Efficient Bootstrapping for Approximate Homomorphic Encryption with Non-sparse Keys

We present a bootstrapping procedure for the full-RNS variant of the approximate homomorphic-encryption scheme of Cheon et al., CKKS (Asiacrypt 17, SAC 18). Compared to the previously proposed procedures (Eurocrypt 18 & 19, CT-RSA 20), our bootstrapping procedure is more precise, more efficient (in terms of CPU cost and number of consumed levels), and is more reliable and 128-bit-secure. Unlike the previous approaches, it does not require the use of sparse secret-keys.
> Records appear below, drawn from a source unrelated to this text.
PR #944, opened 2023-01-17
Remove extraneous unicode characters from _terms file

ProfOak:


qiaouchicago (approved):

philtom-ctds (approved):
Looks good.  I double checked the rest of the files.  They are all ASCII:
```
$ file gdcdictionary/schemas/*yaml | grep -v ASCII | wc -l
0
```
(^ that command say "none are not ascii", which is the same as "all are ascii")

PR #961, opened 2023-02-06
DEV-1672 automate gdcdatamodel2 generation

qiaouchicago:
https://jira.opensciencedatacloud.org/browse/DEV-1672

### DIFF
--- a/.gitlab-ci.yml
+++ b/.gitlab-ci.yml
@@ -12,6 +12,7 @@ include:
 
 variables:
  BASE_CONTAINER_VERSION: "1.4.0"
+ PRE_COMMIT_DOCKER_IMAGE: docker.osdc.io/ncigdc/python3.8-builder:2.1.0
  DOCKER_BUILDKIT: 1
  PIP_EXTRA_INDEX_URL: https://nexus.osdc.io/repository/pypi-all/simple
  DOCKER_BUILD_OPTS: "--build-arg PIP_EXTRA_INDEX_URL=https://nexus.osdc.io/repository/pypi-all/simple"
--- a/.gitlab-ci.yml
+++ b/.gitlab-ci.yml
@@ -41,7 +41,7 @@ release:
   rules:
     - when: never
 
-update_configs_and_reqs_for_gdcdatamodel2:
+update_reqs_for_gdcdatamodel2:
   image: docker.osdc.io/ncigdc/python36-builder:1.4.0
   stage: build
   script:
@@ -77,7 +77,7 @@ update_datamodels:
     - cat plaster.toml
     - bash plaster
     - git status
-    - rm setup.cfg dev-requirements.txt pyproject.toml
+    - rm setup.cfg dev-requirements.txt
   artifacts:
     paths:
       - gdcdatamodel2
@@ -104,8 +104,6 @@ release_datamodels_to_nexus:
     - twine check dist/*
     - twine upload dist/*
     - cp -v /tmp/pyproject.toml pyproject.toml
-    - ls -l pyproject.toml
-    - cat pyproject.toml
   variables:
     TWINE_USERNAME: ${TWINE_USER}
     TWINE_PASSWORD: ${TWINE_PASSWORD}
--- a/.gitlab-ci.yml
+++ b/.gitlab-ci.yml
@@ -28,10 +28,33 @@ tox:
     matrix:
       - REPO_PY_VERSION: ["python36"]
 
+generate_new_dev_reqs_for_gdcdatamodel2:
+  image: docker.osdc.io/ncigdc/python36-builder:1.4.0
+  stage: build
+  script:
+    - !reference [.load_github_key, script]
+    - git clone git@github.com:NCI-GDC/gdcdatamodel2.git
+    - cd gdcdatamodel2
+    - pwd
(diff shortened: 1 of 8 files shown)


.gitlab-ci.yml
```diff
@@ -0,0 +1,147 @@
+---
+# To contribute improvements to CI/CD templates, please follow the Development guide at:
+# https://docs.gitlab.com/ee/development/cicd/templates.html
+# This specific template is located at:
+# https://gitlab.com/gitlab-org/gitlab/-/blob/master/lib/gitlab/ci/templates/Python.gitlab-ci.yml
```
kulgan, line 5: I don't think the comment about the location of this template is valid 🤔

.gitlab-ci.yml
```diff
@@ -0,0 +1,147 @@
...
+
+.python_versions:
+  parallel:
+    matrix:
+      - REPO_PY_VERSION: ["python36"]
+
+docker_build:
+  allow_failure: true
+  rules:
+    - when: never
```
kulgan, line 36: What does this stage do?

.gitlab-ci.yml
```diff
@@ -0,0 +1,147 @@
...
+
+release:
+  image: docker.osdc.io/ncigdc/python36-builder:1.4.0
+  allow_failure: true
+  rules:
+    - when: never
+
+update_reqs_for_gdcdatamodel2:
```
kulgan, line 44: I think this should use the `needs` option to depend on the main gdcdictionary tests completing successfully before triggering gdcdatamodel2 work. And can we rename the stage so its clearly different from the build step of gdcdictionary?

.gitlab-ci.yml
qiaouchicago: it suppose to build a docker image for gdcdictionary.

.gitlab-ci.yml
qiaouchicago: >I think this should use the needs option to depend on the main gdcdictionary tests completing successfully before triggering gdcdatamodel2 work
Screen Shot 2023-02-14 at 2 05 58 PM
It already does that. The later stage usually does not start until the earlier stage finish. The only exception is `code_quality` not sure why.

.gitlab-ci.yml
```diff
@@ -0,0 +1,151 @@
...
+include:
+  - project: nci-gdc/gitlab-templates
+    ref: master
+    file:
+      - templates/global/full.yaml
+      - templates/python/full.yaml
+
+variables:
+ BASE_CONTAINER_VERSION: "1.4.0"
+ PRE_COMMIT_DOCKER_IMAGE: docker.osdc.io/ncigdc/python3.8-builder:2.1.0
```
stilesj-uchicago, line 19: I think our pre-commit version needs to be 3.7 if we continue with the idea that we support the oldest supported version of python.

.gitlab-ci.yml
stilesj-uchicago: How is secret_detection different than the pre-commit step? Is it duplicating effort?

stilesj-uchicago (approved):

qiaouchicago:
>  How is secret_detection different than the pre-commit step? Is it duplicating effort?

It was the first to run. Another hook will modify the file and the .secret.baseline will be invalid. 
Moved it to last

qiaouchicago:
> How is secret_detection different than the pre-commit step? Is it duplicating effort?

I think it is, it is gitlab's implementation. 

https://docs.gitlab.com/ee/user/application_security/secret_detection/

.gitlab-ci.yml
qiaouchicago: I think it is, it is gitlab's implementation.

https://docs.gitlab.com/ee/user/application_security/secret_detection/

qiaouchicago: >And can we rename the stage so its clearly different from the build step of gdcdictionary?

Screen Shot 2023-02-14 at 3 39 29 PM

.gitlab-ci.yml
kulgan: What happens if you remove it, not sure why one will need a docker image of the gdcdictionary

.gitlab-ci.yml
kulgan: I think the difference is you want this stage to run only when the previous stage passes, not sure if that is handled automatically. For example, we don't want to build gdcdatamodel2 when gdcdictionary test is failing

.gitlab-ci.yml
```diff
@@ -0,0 +1,151 @@
...
+    - apt-get install -y python3-venv
+    - pip3 install -U setuptools_scm build twine setuptools
+    - cp -v pyproject.toml /tmp/pyproject.toml
+    - sed -i 's/local_scheme = "no-local-version"/local_scheme = "node-and-timestamp"/' pyproject.toml
+    - cat pyproject.toml
+    - python3 -m setuptools_scm
+    - python3 -m build
+    - twine check dist/*
+    - twine upload dist/*
+    - cp -v /tmp/pyproject.toml pyproject.toml
```
kulgan, line 110: As improvement for later, we can make use of the tox:release command defined the gdcdatamodel2's tox.ini

.gitlab-ci.yml
qiaouchicago: Screen Shot 2023-02-14 at 4 18 46 PM

qiaouchicago: I think the later stage won't run if a job in the previous stage failed.

kulgan (approved):

.gitlab-ci.yml
qiaouchicago: It will still run if I remove this part. It is defined in the template.

PR #964, opened 2023-05-01
Elion formatted

bullenc:
In preparation for the Galileo release, this PR is incorporating alphanum sorting of properties and enums in schema YAML files,  as well as implementing applicable enum value best practices (outlined in style guide here: https://uchicago.app.box.com/file/1106031699524) before updating nodes with  Galileo-specific updates. This is to reduce review burden for future PRs related to the Galileo release.


src/gdcdictionary/schemas/demographic.yaml
```diff
@@ -1180,16 +1180,16 @@ properties:
...
     enum:
-      - white
       - american indian or alaska native
-      - black or african american
       - asian
+      - black or african american
       - native hawaiian or other pacific islander
       - other
+      - unknown
+      - white
```
stilesj-uchicago, line 1189: white should bubble up to group the 'unknown' and 'Unknown' together. Add 'not allowed to collect' to the documentation regarding ordering.

src/gdcdictionary/schemas/diagnosis.yaml
```diff
@@ -19357,14 +19365,14 @@ properties:
       - G2
       - G3
       - G4
-      - GX
       - GB
+      - GX
       - High Grade
       - Intermediate Grade
       - Low Grade
+      - not reported
```
stilesj-uchicago, line 19373: Should probably group with the other `Not Reported` or update the documentation why this is belong in the alphabetical section

src/gdcdictionary/schemas/exposure.yaml
```diff
@@ -633,14 +633,14 @@ properties:
       - Smoking history not documented
       - Unknown
       - Not Reported
+      - Not Allowed To Collect
       - "1"
```
stilesj-uchicago, line 637: Numberic should be placed ahead of the 'Unknown, Not Reported, Not Allowed to Collect' set. (or the documentation is updated)

stilesj-uchicago (approved):
That is some eye-crossing work right there. lol.

src/gdcdictionary/schemas/demographic.yaml
wwysoc2: The "unknown" value has been deprecated, meaning that we are in the process of migrating it to "Unknown" and it should go away in the next release.  Good idea with adding "not allowed to collect" to the document.

src/gdcdictionary/schemas/follow_up.yaml
```diff
@@ -1554,34 +1554,34 @@ properties:
       - Gray
       - Green
       - Hazel
-      - Red & Violet
       - Other
+      - Red & Violet
```
wwysoc2, line 1558: Would "Red & Violet" go above "Other"?

bullenc: We don't have 'Other' indicated as a non-informative terms such as 'Unknown', 'Not Reported' etc. but it does make sense that it isn't really informative. I can add it to the docs and update the TSV2YAML to sort it towards the bottom of enum lists.

src/gdcdictionary/schemas/exposure.yaml
bullenc: I agree, the property these enums is attached to is excused from the auto sorting since it has frequency text terms and I overlooked it when reviewing the changes for a manual fix. I will update it.

src/gdcdictionary/schemas/diagnosis.yaml
bullenc: Added fix to script to group lowercase "not reported" with title case "Not Reported"

src/gdcdictionary/schemas/demographic.yaml
bullenc: Resolved ordering of enums, added 'not allowed to collect' sort guideline to the documentation.

wwysoc2 (approved):
With the changes suggested by @stilesj-uchicago , this looks good to me

PR #967, opened 2023-05-04
Galileo - MolecularTest

wwysoc2:
https://jira.opensciencedatacloud.org/browse/DICT-311

### DIFF
--- a/src/gdcdictionary/schemas/molecular_test.yaml
+++ b/src/gdcdictionary/schemas/molecular_test.yaml
@@ -7113,8 +7113,8 @@ properties:
     type: string
 
   staining_intensity_scale:
-    description: >-
-      The scale used by the immunohistochemistry staining rating.
+    $ref:
+      - "_terms.yaml#/staining_intensity_scale/common"
     enum:
       - 3 Point Scale
       - 4 Point Scale


src/gdcdictionary/schemas/molecular_test.yaml
```diff
@@ -7098,9 +7247,22 @@ properties:
       - "_terms.yaml#/test_value_range/common"
     enum:
       - 0-25
+      - 1–49%
+      - 10–19%
+      - 20–29%
       - 26-50
```
wwysoc2, line 7253: @bullenc , I'm going to group the whole numbers together and percentages together.  I foresee this being rare, so I don't think it would be all that necessary to add this to your formatting guide.

wteouchicago:
verified that the various values have been added. Not sure if intended, but I didn't see enumdef refs for these gene symbols:
- JARID2
- RPS15
- SETD1A
- HNRNPH1
- CTDP1
- SLC66A2
- CEP164

wteouchicago (approved):

clsackett (approved):

kulgan (approved):

sadhukd (approved):

src/gdcdictionary/schemas/molecular_test.yaml
```diff
@@ -7101,6 +7250,19 @@ properties:
...
       - 51-75
       - 76-100
```
stilesj-uchicago, line 7252: Are these meant to be deprecated going forward?

src/gdcdictionary/schemas/molecular_test.yaml
bullenc: Sounds good I'll remove this prop from being sorted in the script

bullenc:
> verified that the various values have been added. Not sure if intended, but I didn't see enumdef refs for these gene symbols:
> 
>     * JARID2
>     * RPS15
>     * SETD1A
>     * HNRNPH1
>     * CTDP1
>     * SLC66A2
>     * CEP164

@wteouchicago Great question, these values do not have corresponding definitions in NCIt (https://ncit.nci.nih.gov) so we have left them blank for refs and reached out to the NCIt team to see if these values can be added to the thesaurus in the future.

src/gdcdictionary/schemas/molecular_test.yaml
bullenc: @stilesj-uchicago Great q, this property actually captures a lot of different values from different questions on TCGA enrollment forms (https://www.nationwidechildrens.org/research/areas-of-research/biopathology-center/nci-ccg-project-team/the-cancer-genome-atlas/tcga-forms-and-documents) as well as other forms from other studies as well. It's sort of a catch all. 

As IMS is migrating clinical data from those forms, the values here will track the specific value ranges that were used for that specific study. So to answer, these ranges will probably not be deprecated, since we may not know the specific value for certain clinical data and where it would fall in a more specific range (e.g. would a value instance of 0-25 would be migrated to 0-10, 10-19 or 20-29?) We can probably bring up in data dict meeting to see how feasible this would be if we do have specific values if at all.

PR #968, opened 2023-05-04
Galileo - Treatment

wwysoc2:
https://jira.opensciencedatacloud.org/browse/DICT-312

### DIFF
--- a/src/gdcdictionary/schemas/treatment.yaml
+++ b/src/gdcdictionary/schemas/treatment.yaml
@@ -40,6 +40,7 @@ uniqueKeys:
 
 deprecated:
   - days_to_treatment
+  - treatment_anatomic_site
   - treatment_arm
 
 properties:
--- a/src/gdcdictionary/schemas/treatment.yaml
+++ b/src/gdcdictionary/schemas/treatment.yaml
@@ -289,6 +289,7 @@ properties:
       - NWTS-5
       - Not Reported
       - OSTEO 2006
+      - P9407
       - P9462
       - P9641
       - P9754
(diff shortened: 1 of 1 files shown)


src/gdcdictionary/schemas/treatment.yaml
```diff
@@ -6764,309 +6765,312 @@ properties:
...
-      - Vein
-      - Venous
-      - Vertebra
-      - Vulva
-      - White Blood Cells
-      - Wrist
-      - Other
-      - Unknown
-      - Not Reported
+    type: array
```
philtom-ctds, line 6768: Did this property's type change from a single enum to an array of enums?  if so, that's a breaking change.

wwysoc2: Good catch, will update node and ticket to deprecate/migrate singular to an array plurality (treatment_anatomic_sites)

src/gdcdictionary/schemas/treatment.yaml
```diff
@@ -7105,6 +7107,356 @@ properties:
         $ref:
           - "_terms_enum.yaml#/not_reported/common"
 
+  treatment_anatomic_sites:
+    $ref:
+      - "_terms.yaml#/treatment_anatomic_site/common"
```
wteouchicago, line 7112: should the ref be plural too? I mean "_terms.yaml#/treatment_anatomic_site**s**/common"

wwysoc2: I looked into this earlier.  Usually for plurals, the ref is identical to the singular, minus the plural title, so I decided to leave this one singular.  

We could add the plural ref to _terms.yaml, but I vote we add it after we merge the other changes, since there are so many moving parts here, all of which point at _terms.yaml.

wteouchicago: sgtm!

clsackett (approved):

sadhukd (approved):

src/gdcdictionary/schemas/treatment.yaml
```diff
@@ -7105,6 +7107,356 @@ properties:
...
+        - Venous
+        - Vertebra
+        - Vulva
+        - White Blood Cells
+        - Wrist
+        - Other
+        - Unknown
+        - Not Reported
+    enumDef:
+      Bone Marrow:
```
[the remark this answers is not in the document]
wwysoc2: This is usually (maybe always) a matter of whether or not each enum has been defined by an external source.

PR #969, opened 2023-05-04
Galileo - PathologyDetails

wwysoc2:
https://jira.opensciencedatacloud.org/browse/DICT-262

### DIFF
--- a/src/gdcdictionary/schemas/pathology_detail.yaml
+++ b/src/gdcdictionary/schemas/pathology_detail.yaml
@@ -580,8 +580,8 @@ properties:
           - "_terms_enum.yaml#/not_reported/common"
 
   measurement_type:
-    description: >-
-      The method used to measure tumor size.
+    $ref:
+      - "_terms.yaml#/measurement_type/common"
     enum:
       - Pathologic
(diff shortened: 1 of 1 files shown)


src/gdcdictionary/schemas/pathology_detail.yaml
```diff
@@ -860,12 +982,47 @@ properties:
         - Base
         - Middle
 
+  tumor_measurement_method:
+    description: >-
+      The method used to measure tumor size.
+    enum:
+      - Echographic
+      - Pathologic
```
wteouchicago, line 990: do we need enumdef refs for these?

wteouchicago: bill let me know this depends on whether we can find a def in an external database

wteouchicago (approved):

sadhukd (approved):
Looks good to me. Just for properties like `measurement_type` for example, we have a description here and is also in '_terms.yaml'.

clsackett (approved):

stilesj-uchicago (approved):

PR #972, opened 2023-05-04
Galileo - FollowUp

wwysoc2:
https://jira.opensciencedatacloud.org/browse/DICT-265

### DIFF
--- a/src/gdcdictionary/schemas/follow_up.yaml
+++ b/src/gdcdictionary/schemas/follow_up.yaml
@@ -1108,6 +1108,7 @@ properties:
         - Peripheral Vascular Disease
         - Peutz-Jeghers Disease
         - Pneumocystis Pneumonia
+        - Pneumonia, NOS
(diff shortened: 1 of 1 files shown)


clsackett (approved):

sadhukd (approved):

src/gdcdictionary/schemas/follow_up.yaml
```diff
@@ -1597,6 +1608,7 @@ properties:
       - Induction Death
       - Induction Failure
       - None
+      - Presented With Mets
```
stilesj-uchicago, line 1611: A bio question, what is presented with mets? Google was useless unless I want to learn about baseball.

stilesj-uchicago (approved):

src/gdcdictionary/schemas/follow_up.yaml
wwysoc2: Mets = Metastases, I never thought of how hard that would be to Google!

PR #979, opened 2023-05-04
Galileo - AlignedReads

wwysoc2:
https://jira.opensciencedatacloud.org/browse/DICT-307

### DIFF
--- a/src/gdcdictionary/schemas/aligned_reads.yaml
+++ b/src/gdcdictionary/schemas/aligned_reads.yaml
@@ -223,8 +223,8 @@ properties:
     type: number
 
   wgs_coverage:
-    description: >-
-      Range of coverage values for WGS aligned reads.
+    $ref:
+      - "_terms.yaml#/wgs_coverage/common"
     enum:
       - 0x–10x
       - 10x–25x
--- a/src/gdcdictionary/schemas/aligned_reads.yaml
+++ b/src/gdcdictionary/schemas/aligned_reads.yaml
@@ -222,6 +222,24 @@ properties:
       - "_terms.yaml#/tumor_purity/common"
     type: number
 
+  wgs_coverage:
+    description: >-
+      Range of coverage values for WGS aligned reads.
+    enum:
+      - 0x–10x
+      - 10x–25x
+      - 25x–150x
+      - 150x+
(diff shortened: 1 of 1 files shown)


src/gdcdictionary/schemas/aligned_reads.yaml
```diff
@@ -222,6 +222,24 @@ properties:
       - "_terms.yaml#/tumor_purity/common"
     type: number
 
+  wgs_coverage:
+    description: >-
```
wteouchicago, line 226: _terms file has wgs_coverage, ref?

wwysoc2: Fixed to point to ref.  Will do for other nodes too.

wteouchicago (approved):

clsackett (approved):

sadhukd (approved):

kulgan (approved):

src/gdcdictionary/schemas/aligned_reads.yaml
```diff
@@ -222,6 +222,24 @@ properties:
...
     type: number
 
+  wgs_coverage:
+    $ref:
+      - "_terms.yaml#/wgs_coverage/common"
+    enum:
+      - 0x–10x
+      - 10x–25x
+      - 25x–150x
+      - 150x+
```
philtom-ctds, line 232: I'm suggesting any changes here.  I just want to clarify the intentions, as developers will need to know later.

Are these ranges an inclusive lower bound and exclusive upper bound?  for example:

- 0x-10x == 0, 1, 2, 3, 4, 5, 6, 7, 8, 9
- 10x - 25x == 10, 11, ..., 23, 24
- 25x - 150x == 25, 26, ... 148, 149
- 150x+ == 150 and higher

wwysoc2: Since most of these values will have many decimal places, it's very rare that it will ever fall directly on one of the bounds that are shared between categories.  However, in the spirit of safety and consistency, we will add the following sentence to the description of this value in the _terms file:  "Each range is non-inclusive to the lower bound."    

We decided to go in this direction because the coverage will never be 0x.

PR #981, opened 2023-05-09
added new preservation_method enum 'EDTA'

bullenc:
Adding new enum for sample.preservation_method, 'EDTA'

### DIFF
--- a/src/gdcdictionary/schemas/sample.yaml
+++ b/src/gdcdictionary/schemas/sample.yaml
@@ -747,6 +747,7 @@ properties:
       - FFPE
       - Fresh
       - Frozen
+      - EDTA
       - OCT
       - Snap Frozen
       - Unknown


src/gdcdictionary/schemas/sample.yaml
```diff
@@ -747,6 +747,7 @@ properties:
       - FFPE
       - Fresh
       - Frozen
+      - EDTA
```
mpsolano: Should an enumDef be added for this?

bullenc: None of the other specific values have one, but it does look a [term](https://ncit.nci.nih.gov/ncitbrowser/ConceptReport.jsp?dictionary=NCI_Thesaurus&ns=ncit&code=C61742) does exist; we would have to update the terms YAML first to not break anything with this PR though.

mpsolano: Understood, thank you all for the feedback!

mpsolano (approved):

stilesj-uchicago (approved):

PR #984, opened 2023-05-12
DEV-1849: Fix unicode chars in schema files.

wrkhenddher:


.pre-commit-config.yaml
```diff
@@ -1,23 +1,64 @@
...
+        pass_filenames: false
+        entry: |
+          sh -c "
+          # echo -n '–' | hexdump -C # > e2 80 93
+          LC_ALL=C
+          for f in $(ls src/gdcdictionary/schemas/*.yaml); do
+            # echo 'Converting ' $f
+            sed -i '' 's/\xe2\x80\x93/-/g' $f
+          done
+          "
```
philtom-ctds, line 41: 1. This isn't going to work for everyone, such as Windows users. 
2. If we are going to enforce ascii, we could use [require-ascii](https://github.com/jumanjihouse/pre-commit-hooks#require-ascii). It's catch much more than just the hyphen. We'll need to exclude [these files](https://github.com/NCI-GDC/gdcdictionary/blob/4068e3d6dc287a4251f64670cb89aa2469407b5b/src/gdcdictionary/python/__init__.py#L34-L38), as described in [this comment](https://github.com/NCI-GDC/gdcdictionary/blob/4068e3d6dc287a4251f64670cb89aa2469407b5b/src/gdcdictionary/python/__init__.py#L66-L67).

.pre-commit-config.yaml
```diff
@@ -1,23 +1,64 @@
...
+  - repo: local
+    hooks:
+      - id: replacer
+        # More chars can be added
+        name: Replace unicode dashes with ascii dashes.
+        language: system
+        pass_filenames: false
+        entry: |
+          sh -c "
+          # echo -n '–' | hexdump -C # > e2 80 93
```
philtom-ctds, line 35: this is a great comment 👍

.pre-commit-config.yaml
```diff
@@ -1,23 +1,64 @@
...
+
+  - repo: https://github.com/jumanjihouse/pre-commit-hook-yamlfmt
+    rev: 0.2.1
+    hooks:
+      - id: yamlfmt
+        args: [--mapping, '2', --sequence, '4', --offset, '2', --width, '130']
+        # TODO: Remove stages so it always run. Do it once all yamls are properly formatted.
+        stages: [manual]
+
+  - repo: https://github.com/adrienverge/yamllint.git
```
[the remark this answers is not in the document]
wrkhenddher: Even when we neither distribute the tool, nor modify it, nor include it in our distribution?

(wouldn't using this tool be equivalent to using any other gnu-tool in our build system?)

.pre-commit-config.yaml
wrkhenddher: > 1. This isn't going to work for everyone, such as Windows users.

Good point. Should it be a deal breaker?

> 2. If we are going to enforce ascii, we could use [require-ascii](https://github.com/jumanjihouse/pre-commit-hooks#require-ascii). It's catch much more than just the hyphen. We'll need to exclude [these files](https://github.com/NCI-GDC/gdcdictionary/blob/4068e3d6dc287a4251f64670cb89aa2469407b5b/src/gdcdictionary/python/__init__.py#L34-L38), as described in [this comment](https://github.com/NCI-GDC/gdcdictionary/blob/4068e3d6dc287a4251f64670cb89aa2469407b5b/src/gdcdictionary/python/__init__.py#L66-L67).

The catch is that unicode chars are allowed. Depending on the version of the yaml file (which we do NOT explicitly define) and the version of the parser (somehow loose atm), one should either quote them or do whatever applies. 

When I first saw the failure and the traceback, I was inclined to remove the whole "ascii" enforcement and instead specify yaml versions and straighten up all the versions (yaml files and parser). 

I think we should pursue that end. It might take some bit effort but as long as we can diff the current json schema with the new one and make sure the match, we should be ok. IMHO.

PR #966, opened 2023-05-03
Galileo DICT-314 updates to terms and terms_enum YAMLs

bullenc:
Updates to terms and enum terms YAML files; changes include additions of new enums and property descriptions/references as well as update to URLs for CDE codes to caDSR II browser.

PR #986, opened 2023-05-16
Schema issues?

wrkhenddher:


src/gdcdictionary/schemas/tag.yaml
```diff
@@ -119,4 +119,4 @@ properties:
     enumDef:
       exon:
         $ref:
-          - "_terms_enum.yaml#/exon/common"
+          - "_terms.yaml#/exon/common"
```
philtom-ctds, line 122: _terms_enum is the correct file.  but it looks like the `exon` entry was moved in a recent [PR](https://github.com/NCI-GDC/gdcdictionary/pull/966/files) and the nested structure was changed.

The [new entry](https://github.com/NCI-GDC/gdcdictionary/pull/966/files#diff-4f9b039beb68e976da2792bc3e1bdb1ed66ad987e66974aa9c3c05f4f8fe7792R102337-R102350) vs [the old entry](https://github.com/NCI-GDC/gdcdictionary/pull/966/files#diff-4f9b039beb68e976da2792bc3e1bdb1ed66ad987e66974aa9c3c05f4f8fe7792L44180-L44193).  @clsackett : was this change intentional or was it a mistake?

bullenc: I made this change, there was conflict with having two 2 instances of exon/common being referenced between the _terms_enum.yaml and _terms.yaml files with our internal scripts. Per @wwysoc2 this enumDef isn't really necessary anymore since tags schema are not used in active portal, and its the only one that uses this enumDef. It may make more sense to just remove this ref from the tags.yaml file if it is causing issues.

wrkhenddher: https://github.com/NCI-GDC/gdcdictionary/pull/988 should take care of this typo.
Will close this PR.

Therefore, to the best of our knowledge, this is the first procedure that enables a highly efficient and precise bootstrapping with a low probability of failure for parameters that are 128-bit-secure under the most recent attacks on sparse R-LWE secrets. We achieve this efficiency and precision by introducing three novel contributions: (i) We propose a generic algorithm for homomorphic polynomial-evaluation that takes into account the approximate rescaling and is optimal in level consumption. (ii) We optimize the key-switch procedure and propose a new technique for linear transformations (double hoisting). (iii) We propose a systematic approach to parameterize the bootstrapping, including a precise way to assess its failure probability. We implemented our improvements and bootstrapping procedure in the open-source Lattigo library. For example, bootstrapping a plaintext in C-32768 takes 18s, has an output coefficient modulus of 505 bits, a mean precision of 19.1 bits, and a failure probability of 2(-)(15)(.)(58). Hence, we achieve 14.1x improvement in bootstrapped throughput (plaintext-bit per second), with respect to the previous best results, and we have a failure probability 468x smaller and ensure 128-bit security.